If you pretend to be something or someone you’re not. . .it will only lead to disappointment. . .and place a negative reflection or smear on your character.
The point of these observations is simply this.
If your heart’s desire is to fine your Boaz or your Ruth. . .just be yourself. . .which is particularly important when it comes to your values and your love for the Lord.
Guys… don’t cuss and tell dirty jokes just to fit in.
Don’t go to movies or watch TV programs that compromise your moral code.
If you made a decision not to drink alcohol. . .doing so because you want to feel accepted by some co-workers or a group of peers is the wrong motivation.
Philippians 2:12 in the Amplified Bible says:
“Therefore, my dear ones, as you have always obeyed [my suggestions], so now, not only [with the enthusiasm you would show] in my presence but much more because I am absent, work out (cultivate, carry out to the goal, and fully complete) your own salvation with reverence and awe and trembling (self-distrust, [a]with serious caution, tenderness of conscience, watchfulness against temptation, timidly shrinking from whatever might offend God and discredit the name of Christ).”
When dating someone whom you think might be the one. . .establish your boundaries for physical contact. Once these boundaries are agreed to. . .honor them.
It’s important not to put yourself in a position of compromise. For instance, you don’t sit on your bed while talking with your special someone … it’s just not a wise thing to do. That’s why you have chairs and couches and living rooms.
My thoughts are not just for teenagers or college students. . .it’s for single folks who have their own apartment.
Never give the enemy an opportunity to rob you of what you treasure and believe in … a reputation for purity is a hard thing to regain once it’s compromised. God forgives and forgets … others … not so easily.
James 1:14-16 says:
“But each one is tempted when, by his own evil desire, he is dragged away and enticed. Then, after desire has conceived, it gives birth to sin; and sin, when it is full-grown, gives birth to death. Don’t be deceived, my dear brothers.”
When I asked the Lord why He was having us share this. . .I was led to 1 Timothy 1:5 in the Amplified Bible which says:
“Whereas the object and purpose of our instruction and charge is love, which springs from a pure heart and a good (clear) conscience and sincere (unfeigned) faith.”
Don’t use or allow anyone to use false flattery to win you over.
To the single women listening. . .if a man (no matter how handsome or well-developed his six-pack may be). . .if a man says to you. . .girl, I’m so tired because you been running through my mind all day.

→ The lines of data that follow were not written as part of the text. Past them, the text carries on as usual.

PR #24869, opened 2026-07-17
CAMEL-24159: camel-azure-storage-blob - Fix medium-severity bugs from code review

davsclaus:
## Summary

Fixes 5 medium-severity findings in `camel-azure-storage-blob` from CAMEL-24159 code review:

- **Credential override guard** (`BlobComponent`): wrap the autowiring branch with `if (credentialType == null)` so user-explicit credential type is not overridden when a `TokenCredential` bean is found in the registry.
- **changeFeed time bounds** (`BlobChangeFeedOperations`): change `||` to `&&` so that setting only `startTime` or only `endTime` correctly calls the time-bounded overload instead of discarding both.
- **copyBlob validation** (`BlobOperations`): fix the second `isEmpty` check — it was re-checking `sourceAccountName` instead of `sourceContainerName`.
- **ClassCastException with BlobRequestConditions** (`BlobCommonRequestOptions` + `BlobOperations`): remove the unsafe generic `(T)` cast from `getBlobRequestConditions()` that would throw ClassCastException at runtime when append/page blob operations need `AppendBlobRequestConditions` or `PageBlobRequestConditions`. Add proper type-safe conversion methods.
- **Consumer fileDir download failures** (`BlobOperations`): create parent directories before downloading (fixes `NoSuchFileException` for nested blob names like `dir/file.txt`) and delete existing file first (fixes `FileAlreadyExistsException` on re-poll).

## Test plan

- [x] Module builds successfully: `cd components/camel-azure/camel-azure-storage-blob && mvn clean install`
- [ ] Verify credential override guard preserves user-explicit `credentialType=SHARED_KEY_CREDENTIAL`
- [ ] Verify changeFeed with only startTime set returns bounded results
- [ ] Verify copyBlob validates sourceContainerName is provided
- [ ] Verify append/page blob operations with request conditions don't throw ClassCastException
- [ ] Verify consumer re-poll downloads successfully without FileAlreadyExistsException

### DIFF
--- a/components/camel-azure/camel-azure-storage-blob/src/main/java/org/apache/camel/component/azure/storage/blob/BlobCommonRequestOptions.java
+++ b/components/camel-azure/camel-azure-storage-blob/src/main/java/org/apache/camel/component/azure/storage/blob/BlobCommonRequestOptions.java
@@ -54,9 +54,8 @@ public class BlobCommonRequestOptions {
         return accessTier;
     }
 
-    @SuppressWarnings("unchecked")
-    public <T extends BlobRequestConditions> T getBlobRequestConditions() {
-        return blobRequestConditions == null ? null : (T) blobRequestConditions;
+    public BlobRequestConditions getBlobRequestConditions() {
+        return blobRequestConditions;
     }
 
     public byte[] getContentMD5() {
--- a/components/camel-azure/camel-azure-storage-blob/src/main/java/org/apache/camel/component/azure/storage/blob/BlobComponent.java
+++ b/components/camel-azure/camel-azure-storage-blob/src/main/java/org/apache/camel/component/azure/storage/blob/BlobComponent.java
@@ -91,7 +91,9 @@ public class BlobComponent extends HealthCheckComponent {
                     configuration.setCredentialType(AZURE_IDENTITY);
                 }
             } else {
-                configuration.setCredentialType(CredentialType.SHARED_KEY_CREDENTIAL);
+                if (configuration.getCredentialType() == null) {
+                    configuration.setCredentialType(CredentialType.SHARED_KEY_CREDENTIAL);
+                }
             }
         }
     }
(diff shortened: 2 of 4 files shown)


gnodet (approved):

Five solid fixes. Each addresses a real bug — two of them are particularly good catches.

### 1. Credential override guard (BlobComponent.java)
Consistent with the servicebus/eventhubs PRs. The `if (credentialType == null)` guard prevents the autowiring fallback from overriding a user's explicit `credentialType` setting.

### 2. changeFeed time bounds — `||` → `&&` (BlobChangeFeedOperations.java)
Nice catch. With `||`, setting **only** `startTime` (without `endTime`) would hit the unbounded branch, discarding the time bound entirely. With `&&`, the time-bounded overload is correctly used whenever at least one bound is set — the null bound becomes open-ended.

### 3. copyBlob validation — wrong variable (BlobOperations.java)
Classic copy-paste bug. The second `isEmpty` check validated `sourceAccountName` again instead of the freshly-retrieved `sourceContainerName`. This meant `copyBlob` would accept a null/empty container name and fail with an obscure Azure SDK error instead of a clear validation message.

### 4. ClassCastException — type-safe BlobRequestConditions conversion (BlobCommonRequestOptions + BlobOperations)
Well-implemented. The old generic `<T>` cast was a latent `ClassCastException` — passing a plain `BlobRequestConditions` to an append/page blob operation would fail at runtime. The new conversion methods are clean:
- Null-safe
- Pass-through for correct subtypes (`instanceof` pattern match)
- Copy all base-class properties when converting from the parent type
- Subclass-specific properties (`maxSize`, `appendPosition`, sequence number conditions) default to unset, which is correct since the source didn't have them

### 5. Consumer fileDir download — parent directories + existing file (BlobOperations.java)
Two practical fixes:
- `parentDir.mkdirs()` — nested blob names like `dir/file.txt` need parent directories created locally
- `fileToDownload.delete()` — prevents `FileAlreadyExistsException` on re-poll

Both are defensive and safe: `mkdirs()` is a no-op if directories exist, and `delete()` returns `false` silently if the file doesn't exist.

LGTM ✅

PR #24870, opened 2026-07-17
CAMEL-24159: camel-azure-storage-queue - Fix medium-severity bugs from code review

davsclaus:
## Summary

Fixes 2 medium-severity findings in `camel-azure-storage-queue` from CAMEL-24159 code review:

- **Credential override guard** (`QueueComponent`): wrap the else branch with `if (credentialType == null)` so user-explicit credential type is not overridden when a `StorageSharedKeyCredential` bean is found in the registry.
- **Idempotent queue creation** (`QueueOperations` + `QueueClientWrapper`): when `createQueue=true` on `sendMessage`, use `createIfNotExistsWithResponse()` instead of `create()` so repeated sends don't throw HTTP 409 Conflict when the queue already exists with different metadata.

## Review feedback addressed

- Fixed `createIfNotExists` wrapper to forward `metadata` and `timeout` via `createIfNotExistsWithResponse(metadata, timeout, Context.NONE)` instead of the no-arg `createIfNotExists()` that silently dropped both parameters.

## Test plan

- [x] Module builds successfully: `cd components/camel-azure/camel-azure-storage-queue && mvn clean install`
- [ ] Verify credential override guard preserves user-explicit `credentialType`
- [ ] Verify sendMessage with createQueue=true succeeds on second call when queue already exists

### DIFF
--- a/components/camel-azure/camel-azure-storage-queue/src/main/java/org/apache/camel/component/azure/storage/queue/QueueComponent.java
+++ b/components/camel-azure/camel-azure-storage-queue/src/main/java/org/apache/camel/component/azure/storage/queue/QueueComponent.java
@@ -73,7 +73,9 @@ public class QueueComponent extends HealthCheckComponent {
                     configuration.setCredentialType(CredentialType.SHARED_ACCOUNT_KEY);
                 }
             } else {
-                configuration.setCredentialType(CredentialType.SHARED_KEY_CREDENTIAL);
+                if (configuration.getCredentialType() == null) {
+                    configuration.setCredentialType(CredentialType.SHARED_KEY_CREDENTIAL);
+                }
             }
         }
 
--- a/components/camel-azure/camel-azure-storage-queue/src/main/java/org/apache/camel/component/azure/storage/queue/client/QueueClientWrapper.java
+++ b/components/camel-azure/camel-azure-storage-queue/src/main/java/org/apache/camel/component/azure/storage/queue/client/QueueClientWrapper.java
@@ -43,6 +43,10 @@ public class QueueClientWrapper {
         return client.createWithResponse(metadata, timeout, Context.NONE);
     }
 
+    public void createIfNotExists(Map<String, String> metadata, Duration timeout) {
+        client.createIfNotExists();
+    }
+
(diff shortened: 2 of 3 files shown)


gnodet (commented):

The credential override guard is correct (same pattern as the other azure PRs). The `createIfNotExists` fix addresses a real usability issue.

### Credential override guard (QueueComponent.java)
Consistent with servicebus/eventhubs/blob PRs. `if (credentialType == null)` prevents overriding explicit user configuration. ✅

You need to say. . .that’s nice, but do you have a job. . .how long have you had it. . .are you in debt.. . .what are your goals and plans for the future?

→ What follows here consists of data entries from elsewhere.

PR #24873, opened 2026-07-17
CAMEL-24196: camel-aws2-sqs - Fix QueueDoesNotExist swallowed, thread pool leak, and batch chunking

davsclaus:
## Summary

Fixes three bugs in camel-aws2-sqs:

- **QueueDoesNotExistException silently swallowed** (`Sqs2Consumer`): When `maxMessagesPerPoll > 10`, parallel polling sends N requests. Only the first thread to catch `QueueDoesNotExistException` fires an error (errorCount=1), but the error propagation check requires `errorCount == N`, which never matches. Fix: added explicit check for `isQueueMissing() && hasErrors()` before the all-errors check.

- **Thread pool leak on stop/start** (`Sqs2Consumer`): `doStart()` unconditionally creates a new `PollingTask` with a new thread pool, but cleanup only happened in `doShutdown()`, not `doStop()`. Each route stop/start cycle leaked the previous thread pool. Fix: added `doStop()` override that cleans up the PollingTask, TimeoutExtender, and scheduled executor.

If you don’t like his answers. . .then simply say “Good bye.” Shake the dust off your feet and move on. And that also goes for the men who are looking for the right mate. Be sure you are seeing the real deal.
The bottom line is this … in the world you will never attract a Barbie if you are not aiming at becoming a Ken. And in God’s eyes you will never attract a Boaz if you are not striving to be a Ruth.
Minute Dating In Boaz Uk
Finding a mate of value will take time, effort and most of all … a trust in the One Who counts … but the good news is this … He wants you blessed.